╭─ Raw data

Issue #734, opened 2022-09-24
Fix deleting screenshot GitHub Action job


takahirom:
**Idea Description**

https://github.com/DroidKaigi/conference-app-2022/blob/main/.github/workflows/CommentPR.yml#L106

```
fatal: not a git repository (or any of the parent directories): .git
Error: Process completed with exit code 128.
```

**Reference images and links**
https://github.com/DroidKaigi/conference-app-2022/actions/runs/3117853645/jobs/5056772576

nashcft:
🙋

takahirom:
Thanks! Assigned 👍 You can check it by creating test pr.

nashcft:
I think #754 resolved this issue:

https://github.com/DroidKaigi/conference-app-2022/actions/runs/3122425253/jobs/5064355002

takahirom:
Looks great! Thanks!

PR #738, opened 2022-09-24
[test] fix action CommentPR

nashcft:
test for #734

### DIFF
--- a/.github/workflows/CommentPR.yml
+++ b/.github/workflows/CommentPR.yml
@@ -102,6 +102,7 @@ jobs:
           TARGET_BRANCH_PREFIX: companion_
           DATE_FORMAT: '%Y%m%d'
         run: |
+          cd temp_docs/
           expired_date=`date --date="$EXPIRED_TERM" "+${DATE_FORMAT}"` 
           git fetch --all
           git branch -r | grep "[^* ]+" -Eo | grep "${REMOTE_REPO}/${TARGET_BRANCH_PREFIX}.+" -Eo |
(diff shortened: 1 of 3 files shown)


takahirom:
Probably you should add some changes for running the comment action.

takahirom:
Like this
https://github.com/DroidKaigi/conference-app-2022/pull/724/files

nashcft:
Thanks for the information 🙏

takahirom:
Sorry. Probably you need to merge for testing.

nashcft:
ah, sorry. I just doubted my understanding and confirmed what the comment job did.

nashcft:
so we'll revert this test PR after merge and test with the change, right?

takahirom:
@nashcft
We have to merge the workflow changes. But we don't need to merge design change to main.
The changes in pr are used and the workflow is used in main.
So you can open two PRs that change workflow to merge and change the design to test.

nashcft:
@takahirom 

Let me confirm my understanding of what to do 🙏 

First, we need to open following two PRs:

1. includes only the change to the workflow yml file `CommentPR.yml` to fix #734
2. includes some changes to UI layout to test if the fix above works as expected

Then what we'll do for the test are...

1. open and merge PR 1 to apply the fix into `main` branch
2. open PR 2 to test the merged change
3. if the result of test is...
  - successful: the issue has been solved 🎉 
  - failure: ok let's try another fix

please tell me if something in my understanding wrong 🙏

takahirom:
That's exactly what I mean!

nashcft:
Thank you! Then I'd like to rework this as new PRs along https://github.com/DroidKaigi/conference-app-2022/pull/738#issuecomment-1257157393

Issue #526, opened 2022-09-16
Opening and closing the session details screen repeatedly causes the app to crash with an OOM error.


Corvus400:
**Describe the bug**
I don't know how to deal with this yet without further investigation, but the titular phenomenon occurs.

╰─

_Problem to work on:_ Filter the data above by the word "jobs" and copy every line that matches.

_Reply to the task:_
https://github.com/DroidKaigi/conference-app-2022/actions/runs/3117853645/jobs/5056772576
https://github.com/DroidKaigi/conference-app-2022/actions/runs/3122425253/jobs/5064355002
@@ -102,6 +102,7 @@ jobs:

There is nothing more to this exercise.